= Falké Bacharou =

Nigerien politician

Falké Bacharou is a Nigerien politician. A member of the Democratic and Social Convention (CDS-Rahama), he was Second Vice-President of the National Assembly of Niger from 2004 to 2009.

==Political career==
Bacharou was elected to the National Assembly in the February 1993 parliamentary election as a CDS candidate in Dosso constituency. He then served as Secretary-General of the Presidency under President Mahamane Ousmane. He was the campaign director for the CDS during the January 1995 parliamentary election. After the CDS lost the election, depriving President Ousmane of a parliamentary majority and forcing him to cohabit with the opposition, Bacharou alleged that irregularities had affected the results. Ousmane was ousted a year later in a January 1996 military coup. Bacharou was one of those arrested following an opposition demonstration on January 11, 1997.

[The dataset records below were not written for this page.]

PR #144, opened 2023-10-20
all the package managers

cdmistman:
Why
===

it doesn't make sense for only `npm` to be available in nodejs repls. users should have choice!

https://linear.app/replit/issue/DX-240/add-all-package-managers-to-path-for-js-nixmodules

couldn't get `bun` in there without adding pkgs-unstable to the derivation 🤷

What changed
============

added yarn and pnpm to PATH for nodejs modules

Test plan
=========

- `which yarn` in an empty repl with nodejs nixmodules installed works
- ditto with `which pnpm`

Rollout
=======

### DIFF
--- a/pkgs/modules/nodejs/default.nix
+++ b/pkgs/modules/nodejs/default.nix
@@ -1,16 +1,16 @@
 { nodejs }:
-{ pkgs, lib, ... }:
+{ pkgs, pkgs-unstable, lib, ... }:
 
 let
-
   community-version = lib.versions.major nodejs.version;
+
+  bun = pkgs-unstable.callPackage ../../bun { };
 
   nodepkgs = pkgs.nodePackages.override {
     inherit nodejs;
   };
 
   prettier = nodepkgs.prettier;
-
 in
 
 {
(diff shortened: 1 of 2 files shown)


ryantm:
> couldn't get bun in there without adding pkgs-unstable to the derivation 🤷

I think you might as well add it. If it is development only, it won't affect our disk building (which already has bun) and it shouldn't bloat Deployments.

pkgs/modules/nodejs/default.nix
```diff
@@ -23,9 +23,10 @@ in
   ];
 
   replit = {
-
     packages = [
       nodejs
+      nodepkgs.pnpm
+      nodepkgs.yarn
```
ryantm, line 29: let's add bun too!

ryantm (changes requested):

pkgs/modules/nodejs/default.nix
```diff
@@ -23,9 +23,10 @@ in
...
     ];
```
ryantm, line 31:
```suggestion
    ];
    dev.packages = [
      nodepkgs.pnpm
      nodepkgs.yarn
    ];
```

ryantm (changes requested):

pkgs/modules/nodejs/default.nix
ryantm: And can I think we should add bun too!

ryantm (commented):
Looks good. Now we need to update the lockfile and upgrade maps!

cdmistman:
oh i forgot to push the lockfile change. no need to update upgrade maps though since the only affected modules already have linear upgrades

ryantm (approved):

PR #146, opened 2023-10-23
ld library wrapper: introduce REPLIT_LD_LIBRARY_PATH and wrap nodejs

ryantm:
Why
===
* This wrapping solution continues to be a hack. We're only introducing this a temporary bandaid.
* We are noticing people have the same problem they have with Python, where they sometimes need to open a dynamic library dlopen in node. And using LD_LIBRARY_PATH is problematic, because it might interfere with other things running in the container.
* Choosing to use the name `REPLIT_LD_LIBRARY_PATH`, so that if we need to keep this hack around or expand it to further runtimes, we don't need to use a different name for each language. Also, this name makes it clear this is a Replit-specific thing.
* I plan to make env var work for Python in a follow-on.

What changed
===
* If REPLIT_LD_LIBRARY_PATH is set, set LD_LIBRARY_PATH to that. Otherwise, the wrapper does nothing.

Test plan
===

This should show the default LD_LIBRARY_PATH
```
node -e "console.log(process.env.LD_LIBRARY_PATH)"
```

This should print "a"
```
REPLIT_LD_LIBRARY_PATH=a node -e "console.log(process.env.LD_LIBRARY_PATH)"
```

Rollout
=======

### DIFF
--- a/pkgs/modules/nodejs/default.nix
+++ b/pkgs/modules/nodejs/default.nix
@@ -11,6 +11,25 @@ let
 
   prettier = nodepkgs.prettier;
 
+  ldLibraryPathWrapper = bin: pkgs.writeShellScriptBin (builtins.baseNameOf bin) ''
+    if [ -z ''${REPLIT_LD_LIBRARY_PATH+x} ]; then
+      :
+    else
+      export LD_LIBRARY_PATH=''${REPLIT_LD_LIBRARY_PATH}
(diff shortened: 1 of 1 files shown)


masad-frost (approved):

ryantm:
closing in favor of https://github.com/replit/nixmodules/pull/198

PR #101, opened 2019-09-03
Adds model_type, and fixes some documentation in predict_model

nikolase90:


nikolase90:
See b668d03. We can do another review on the documentation once the code is in place.

Issue #54, opened 2019-05-08
Simplify user modification of the empirical approach


martinju:
Currently the user must supply the kernelshap function with a list specifying all details of the empirical condtional approach. There are default values for the full list, but if the user just needs to change one of these values, he needs to specify all the other default values manually, which is very inconvenient. Thus, if an element of the list is not supplied, default values should be used.

I think the easiest way out of this is to start with the default list in the top of the function and modify that with the elements in the list supplied in the function call.

PR #102, opened 2019-09-10
Fixes combined version

nikolase90:
Fixes https://github.com/NorskRegnesentral/shapr/issues/54.


R/explanation.R
```diff
@@ -8,9 +8,9 @@
 #' @param explainer An \code{explainer} object to use for exaplaining the observations.
 #' See \code{\link{shapr}}.
 #'
-#' @param approach String or list. If a String, the approach to use when computing the Shapley
-#' values. Equal to 'empirical', 'gaussian' or 'copula'. If a list, the elements in the list
-#' refers to the rows in \code{x} that ought to be included in each of the approaches.
+#' @param approach Character. Note that \code{1 <= length(approach) <= n_features}, where
+#' \code{n_features} where equals the total number of features in the model. All elements should
```
martinju: typo: where \code{n_features} *where* equals

R/explanation.R
```diff
@@ -8,9 +8,9 @@
 #' @param explainer An \code{explainer} object to use for exaplaining the observations.
 #' See \code{\link{shapr}}.
 #'
-#' @param approach String or list. If a String, the approach to use when computing the Shapley
-#' values. Equal to 'empirical', 'gaussian' or 'copula'. If a list, the elements in the list
-#' refers to the rows in \code{x} that ought to be included in each of the approaches.
+#' @param approach Character. Note that \code{1 <= length(approach) <= n_features}, where
```
martinju: Suggests:  @param approach Character (vector). Note that ....

R/explanation.R
```diff
@@ -8,9 +8,9 @@
...
+#' \code{n_features} where equals the total number of features in the model. All elements should
+#' either be \code{gaussian}, \code{copula} or \code{empirical}. See details for more information.
```
martinju: shouldn't these be in quotes? "gaussian", "copula" etc.

R/explanation.R
```diff
@@ -20,10 +20,10 @@
 #'
 #' @param seed Positive integer. If \code{NULL} a random seed will be used.
 #'
-#' @param ... Additional arguments passed to \code{explain.empirical}, \code{explain.gaussian} or
-#' \code{explain.copula}.
+#' @param ... Additional arguments passed to \code{\link{prepare_data}}
 #'
 #' @details
+#' TODO: Add information about approach.
```
martinju: Should be added now. Currently it is impossble to guess what happens when length(approach) != n_features

R/observations.R
```diff
@@ -52,11 +55,23 @@ prepare_data <- function(x, ...) {
...
+    x$x_train,
+    x$x_test,
+    x$X$features[index_features]
+  )
 
   # Setup
+  if (!is.null(seed)) set.seed(seed)
   n_col <- nrow(x$x_test)
-  no_empirical <- nrow(x$S)
+  no_empirical <- nrow(x$S[index_features, ])
```
martinju: I think you need drop=F here to handle cases where length(index_features)=1. Shouldn't a test have captured such a problem?

R/observations.R
```diff
@@ -87,13 +102,13 @@ prepare_data.empirical <- function(x, seed = 1, n_samples = 1e3, ...) {
...
     if (kernel_metric == "independence") {
-      D <- D[sample(nrow(D)), ]
+      D <- D[sample.int(nrow(D)), ]
       h_optim_vec <- mean(D) * 1000
     }
 
     val <- t(t(-0.5 * D) / h_optim_vec^2)
     W_kernel <- exp(val)
-    S <- x$S
+    S <- x$S[index_features, ]
```
martinju: I think the drop=F applies here as well.

R/explanation.R
nikolase90: Fixed with 50295a1.

R/explanation.R
nikolase90: Fixed with dee3db7.

R/explanation.R
nikolase90: Fixed with 2fa0499.

R/observations.R
nikolase90: `index_features` should never be an element less than 2. I'll need to make an small change to make sure that this is the case.

nikolase90: This should fix it. c7fe376

PR #103, opened 2019-09-20
Updates README and adds plot.shapr instead of plot_kshap 

nikolase90:


R/shapley.R
```diff
@@ -45,29 +45,24 @@ weight_matrix <- function(X, use_shapley_weights_in_W = TRUE, normalize_W_weight
...
 #' (i.e. the explanatory variables). Note that the response variable should not be part of
 #' \code{x}.
 #'
-#' @param n_combinations Integer. The number of feature combinations to sample. If ´\code{NULL},
-#' the exact method is used and all combinations are considered. The maximum number of
-#' combinations equlas \code{2^p}, where \code{p = ncol(x)} (total number of explanatory variables).
+#' @param model The model whose predictions we want to explain.
 #'
-#' @details
-#' TODO: Write about missing values and categorical variables
```
martinju: Should this be done? Or is it mentioned elsewhere that we only deal with continuous variables ?

nikolase90: It is mentioned in `README.md`, but we should add some additional checks on the data. I.e. if the user pass training data that is not numerical or contains missing values, a meaningful error message should be returned.

PR #106, opened 2019-09-24
Fixes some warnings/notes when running R CMD CHECK

nikolase90:


R/predictions.R
```diff
@@ -11,7 +11,7 @@
 #' TODO: Write details about how this is done (reference to paper)
 #'
 #' @examples
-#' TODO: Add simple examples
+#' # TODO: Add simple examples
```
martinju: Extra #?

nikolase90: The code below `@examples` should be actual code, and `TODO: Add simple examples` will error, but `# TODO: Add simple examples` will work fine (since it's just commented code).

PR #107, opened 2019-09-24
Renames some of the arguments/variables in R/sample.R

nikolase90:
This is done due to two different things; 
1) Linting 
2) Should line up with arguments in `explain` functions


R/sampling.R
```diff
@@ -1,98 +1,101 @@
...
+#' @return data.table with \code{n_samples} (conditional) Gaussian samples
 #'
 #' @keywords internal
 #'
 #' @examples
 #' # TODO: Add simple example
 #'
 #' @author Martin Jullum
-sample_copula <- function(given_ind, noSamp_MC, mu, Sigma, p, Xtest_Gauss_trans, Xtrain, Xtest) {
+sample_copula <- function(index_mu, n_samples, mu, sigma, p, x_test_gaussian, x_train, x_test) {
```
martinju: What is the intuition behind the name change given_ind -> index_mu ? What is mu? I think given_ind is easy to understand along with dependent_ind.

nikolase90: My intuition behind `index_mu` is that it represents indices in `mu` (the other argument). Basically   easier to understand the input without looking at the actual code inside the function.

nikolase90:
> I am not so happy with changing Sigma to sigma. sigma_mat is OK, not to confuse it with a) the fixed_sigma in the empirical approach and b) a single standard deviation. This goes for all the functions here.
> 
> Also, see comment on index_mu.

I agree :+1:

R/sampling.R
nikolase90: @martinju Changed to `index_given`

nikolase90:
@martinju Everything should be fixed now (I think). It turns out we actually used `cov_mat` instead of `Sigma` in the higher level functions, so I went for that name.

PR #111, opened 2019-10-10
Renames argument in feature_combinations and adds checks for train/test-data

nikolase90:
Fixes the following three issues; 
- Fixes documentation for `type` in `explain.combined`
- Renames argument noSamp as `n_combinations` in `feature_combinations`
- Adds check for single prediction in `shapr` and `explain` (want to check that correct features are passed into the functions)
- Adds check that uses `exact = FALSE` if `m` is greater than a given number 
- Adds `MASS` under `Suggests` in `DESCRIPTION`


R/features.R
```diff
@@ -16,22 +16,33 @@
 #' @keywords internal
 #'
 #' @author Nikolai Sellereite, Martin Jullum
-feature_combinations <- function(m, exact = TRUE, noSamp = 200, shapley_weight_inf_replacement = 10^6, reduce_dim = TRUE) {
+feature_combinations <- function(m, exact = TRUE, n_combinations = 200, shapley_weight_inf_replacement = 10^6, reduce_dim = TRUE) {
+
+  # Force user to use a natural number for n_combinations if m > 10
```
martinju: Suggest using m > 12 instead. This is 8000 and should be perfectly fine. 

Suggesting to adjust the text to 

Due to the computational complexity, we recommend setting n_combinations to 10 000 instead of the exact method when the number of features is larger than 12. To force use the exact method, set n_combinations equal to 2^m, where m is the number of features.

martinju: Suggest using m > 12 instead. This is 8000 and should be perfectly fine.

Suggesting to adjust the text to

Due to the computational complexity, we recommend setting n_combinations to 10 000 instead of the exact method when the number of features is larger than 12. To force use the exact method, set n_combinations equal to 2^m, where m is the number of features.

R/features.R
```diff
@@ -16,22 +16,33 @@
...
-    stop("Currently we are not supporting cases where m > 30.")
+    stop("Currently we are not supporting cases where the number of features is greater than 30.")
   }
 
-  if (!exact && noSamp > (2^m - 2) && !reduce_dim) {
-    noSamp <- 2^m - 2
-    cat(sprintf("noSamp is larger than 2^m = %d. Using exact instead.", 2^m))
+  if (!exact && n_combinations > (2^m - 2) && !reduce_dim) {
+    n_combinations <- 2^m - 2
+    cat(sprintf("n_combinations is larger than 2^m = %d. Using exact instead.", 2^m))
```
martinju: It might be confusing when you are told to set n_combinations = 2^m, then this warning tells you that you have used MORE than 2^m.
Suggests:
cat(sprintf("n_combinations is larger than or equal to 2^m = %d. Using exact instead.", 2^m))

R/features.R
nikolase90: Fixed with fa8ec7b.

R/features.R
nikolase90: Fixed with fa8ec7b.

PR #119, opened 2019-10-28
Bugfix in shapr

martinju:
Fixes bug when x in shapr is a data.table. 
Typically worked OK before as x_train accidentally was a global variable.
Also, it is probably smart to not do x_train <- x, but rather make x_train a copy of x (as as.data.table(x) does when x is a data.table), since changing x afterwords should not affect explainer$x_train.

Example script
```
library(shapr)

data("Boston", package = "MASS")

y_var <- "medv"

x_train0 <- as.matrix(tail(Boston[, x_var], -6))
y_train <- tail(Boston[, y_var], -6)


model <- xgboost::xgboost(
  data = x_train0,
  label = y_train,
  nround = 20,
  verbose = FALSE
)
aa = data.table::as.data.table(x_train0)
# THIS USED TO THREW AN ERROR
explainer <- shapr(aa, model) 

all.equal(explainer$x_train,aa) # Should be identical
#[1] TRUE

# Changing aa should not change explainer$x_train
aa[,lstat:=1]
#explainer$x_train
all.equal(explainer$x_train,aa)
#[1] "Column 'lstat': Mean relative difference: 0.9215172"

```

### DIFF
--- a/R/shapley.R
+++ b/R/shapley.R
@@ -83,10 +83,8 @@ shapr <- function(x,
   # Checks model and features
   explainer$p <- predict_model(model, head(x))
 
-  # Create data.table --------------
-  if (!data.table::is.data.table(x)) {
-    x_train <- data.table::as.data.table(x)
-  }
+  # Converts to data.table, otherwise copy to x_train  --------------
+  x_train <- data.table::as.data.table(x)
 
   # Get all combinations ----------------
   dt_combinations <- feature_combinations(


R/shapley.R
```diff
@@ -83,10 +83,8 @@ shapr <- function(x,
   # Checks model and features
   explainer$p <- predict_model(model, head(x))
 
-  # Create data.table --------------
-  if (!data.table::is.data.table(x)) {
-    x_train <- data.table::as.data.table(x)
-  }
+  # Converts to data.table, otherwise copy to x_train  --------------
+  x_train <- data.table::as.data.table(x)
```
nikolase90: Nice catch!

Could we instead add an else statement like this? 
```
# Create data.table --------------
if (!data.table::is.data.table(x)) {
    x_train <- data.table::as.data.table(x)
} else {
    x_train <- data.table::copy(x)
}
```

martinju: I actually did that first, then realized that as.data.table.data.table(x) does almost exactly this, so wouldn't my suggestion just simplify the code?

https://github.com/Rdatatable/data.table/blob/50f815780297aaea5e30e9fe3c787d931957fe21/R/as.data.table.R#L239-L248

nikolase90: Awesome. Didn't know that. Go for it!

PR #122, opened 2019-10-30
Fix randomness and incorrect class in tests for sampling

martinju:
I discovered (the hard way) that at least one test may fail due to randomness when sampling running the tests (that ensure_condcov_symmetry should give different answers when true and false). Thus, set a fixed seed before any sampling in all tests of the sampling functions to avoid this.

Also fixes incorrect input format for x_test and x_test_gaussian in the sample_gaussian. Should be matrices (or data frames), but was vector in the tests. The same applies to sample_copula, but fixing it there introduced other issues.


martinju:
@nikolase90 
For e.g. set.seed(13) it throws an error for the sample_gaussian test with condcov:

```
set.seed(13) # Setting seed to avoid sampling a cov_mat which is exactly symmetric in certain dimensions,
# such that ensure_condcov_symmetry would not affect the results
cov_mat <- cov(matrix(rnorm(n_samples * m), n_samples, m))
x_test <- MASS::mvrnorm(2, mu, cov_mat)[1,,drop=F] # sample_gaussian requires x_test to be a matrix

# Example 3 -------------
# Check that ensuring conditional covariance matrix symmetry is FALSE by default.
index_given <- 4:7
set.seed(1)
res3.1 <- shapr:::sample_gaussian(index_given, n_samples, mu, cov_mat, m, x_test, ensure_condcov_symmetry = F)
set.seed(1)
res3.3 <- shapr:::sample_gaussian(index_given, n_samples, mu, cov_mat, m, x_test, ensure_condcov_symmetry = T)


testthat::expect_false(sum(res3.1 != res3.3) == 0) # Expect different results
# Error: sum(res3.1 != res3.3) == 0 isn't false.
```

Thus, I think it is important to set a seed for such a test. Of 100 different seeds it failed 11 times.

nikolase90:
Nice. There are a few other problems with the tests, so I'll add some additional changes.

nikolase90:
@martinju I removed the part with `ensure_condcov_symmetry` in the code base. Basically, in `condMVNorm::condMVN` there is an argument called `check.sigma` which says the following; 
> logical; if TRUE, the variance-covariance matrix is checked for appropriateness (symmetry, positive-definiteness). This could be set to FALSE if the user knows it is appropriate.

The default value equals `TRUE`, and it will fail if the matrix is not symmetric/positive-definite. I've also updated the tests appropriately.

martinju:
Regarding `ensure_condcov_symmetry`: This is exactly the problem. If it isn't exactly symmetric then condMVN will fail and thus explain will fail. 

The problem is that even if the full covariance matrix is symmetric, when computing conditional covariance matrices for some of the features, the conditional covariance matrix will in some rare cases not become exactly symmetric (due to numerics), and then condMVN will fail and we don't get a result. On the other hand, always doing what `ensure_condcov_symmetry=TRUE` does slows down the computations in high dimensions significantly, so you don't want to use it unless you really need to. Thus, unless you can dig up a better solution, I think we should keep that part as before.

nikolase90:
1. The result of `condMVN` is not dependent on whether `ensure_condcov_symmetry` is included or not. 
2. The problem I have with `ensure_condcov_symmetry` is that it modifies the conditional co-variance matrix regardless of whether the conditional co-variance matrix is symmetric and positive-definite. 

I'm fine with keeping the argument, but the tests and code should test what the argument actually should do. If for a given example setting `ensure_condcov_symmetry` equal to `TRUE` or `FALSE` should return the same result if the co-variance matrix is symmetric and positive-definite. That is not the case now.

martinju:
1. You are right. I mistook `condMVNorm::condMVN `for `mvnfast::rmvn`. The latter fails if the `sigma` argument is not exactly symmetric. 
2. Yes, we could always make a test of symmetry first. 
3. Agree, the current test of this is not worth much.

nikolase90:
Goodie! Added the argument again, and modified the code so that we only use `Matrix::symmpart` if the conditional co-variance matrix is not symmetric and positive-definite.

martinju:
Ok, good. Since you made some changes I will look it over once more before merging.

nikolase90:
Sounds good. Could you remove the files when you merge it?

PR #126, opened 2019-10-31
Renames x_test in prepare_data.copula

nikolase90:
Renamed `x_test` to `x_test_gaussian` in `prepare_data.copula`. 

In addition to this there's also a bug fix for the case when you only pass a single test observation. See the lines where we did `if (is.null(dim(x))`. 

To streamline this, the variables was also changed in `explain.copula`.


nikolase90:
@martinju Agree.

PR #127, opened 2019-10-31
Updates url and R-version in DESCRIPTION

nikolase90:
`mvnfast` (or in fact `mvtnorm`) is not supported for R < 3.5.0. I think we should just go for R>=3.5.0. It's less work to maintain, and it is almost 2 years old.

Also fixes an issue with a link in `README.md`. There was a misspecified link in the contribution paragraph.


martinju:
Agree. I saw there was a misspecified link when reviewing, but just assumed it was because the branch was master.

PR #128, opened 2019-10-31
Tests for shapley.R and explanation.R

martinju:
Both tests rely on an xgboost model (not fitted in the test to ensure consistency across different xgboost versions) and a small subset of the Boston data.

The tests check if the complete output from shapr and explain is the same as before. 

For the explain function the 18 different examples from `test-refactor.R`. All examples are tested in the same call, but the error messages specifies where the error is for easy debugging.


nikolase90:
Smooth!

tests/testthat/test-explanation.R
```diff
@@ -0,0 +1,105 @@
...
+  empirical_settings <- list(type = "independence", fixed_sigma_vec = 0.1, w_threshold = 0.95)
+  Ex.list[[3]] <- explain(x_test, explainer, approach = "empirical", prediction_zero = mean(y_train), type = "independence")
+
+  # Ex 4: Explain predictions (empirical, fixed sigma)
+  empirical_settings <- list(type = "fixed_sigma", fixed_sigma_vec = 0.1, w_threshold = 0.95)
+  Ex.list[[4]] <- explain(x_test, explainer, approach = "empirical", prediction_zero = mean(y_train), type = "fixed_sigma")
+
+
+  # Ex 5: Explain predictions (empirical, AICc)
+  empirical_settings <- list(
```
nikolase90: Could you just remove everything that is `empirical_settings`. Only used in the old code.

martinju: Haha, good point! Fixed in feb4f30.

nikolase90:
Could you add a script, i.e. `inst/script/test_data.R` that generates the all the files? Could be nice to have if we at some point regenerate the files.

martinju:
Sure. The `expect_known_value` does this if the file don't exist, such that all that is needed is perhaps a script for generating the xgboost model?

Bacharou was elected to the National Assembly in the December 2004 parliamentary election from Dosso, and he was elected as the Second Vice-President of the National Assembly for the parliamentary term that followed.

Bacharou was a National Vice-President of the CDS, representing Dosso, until he was replaced by Maïdagi Alambaye at the party's sixth congress on September 1, 2007.

Bacharou was again elected to the National Assembly in the January 2011 parliamentary election. When the Bureau of the National Assembly was elected in April 2011, the post of Second Vice-President, reserved for the opposition, was left vacant. Subsequently Bacharou was elected as Second Vice-President of the National Assembly.